## Required work
Collect all lines from the records below that include the word "logger".
======== Record extracts ========
PR #730, opened 2021-04-26
add support for pull oci images

chen-keinan:

### What this does
Added fallback logic for pulling oci-archive image incase docker-archive image pull fails after x retries.

### DIFF
--- a/src/scanner/images/index.ts
+++ b/src/scanner/images/index.ts
@@ -4,7 +4,7 @@ import { DepGraph, legacy } from '@snyk/dep-graph';
 
 import { logger } from '../../common/logger';
 import { pull as skopeoCopy, getDestinationForImage } from './skopeo';
-import { IPullableImage, IScanImage } from './types';
+import {IPullableImage, IScanImage, SkopeoRepositoryType} from './types';
 import { IScanResult } from '../types';
 import {
   buildDockerPropertiesOnDepTree,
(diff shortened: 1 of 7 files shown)


oci_changes.patch
```diff
@@ -0,0 +1,222 @@
+diff --git a/.gitignore b/.gitignore
```
ivanstanev, line 1: This file might be checked in by accident

chen-keinan: yes removing it

ivanstanev (approved):

src/scanner/images/index.ts
```diff
@@ -13,30 +13,43 @@ import {
...
+        } catch (error) {
+            logger.error({error, image: image.imageWithDigest?? image.imageName}, 'failed to pull image docker/oci archive image');
+        }
+    }
+    return pulledImages;
 }
 
-export function getImagesWithFileSystemPath(images: IScanImage[]): IPullableImage[] {
-  return images.map((image) => ({ ...image, fileSystemPath: getDestinationForImage(image.imageName) }));
+export function getImagesWithFileSystemPath(images: IScanImage[]): { imageName: string; skopeoRepoType: SkopeoRepositoryType; fileSystemPath: string; imageWithDigest?: string }[] {
```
========
## Solution to this exercise
 import { logger } from '../../common/logger';
+            logger.error({error, image: image.imageWithDigest?? image.imageName}, 'failed to pull image docker/oci archive image');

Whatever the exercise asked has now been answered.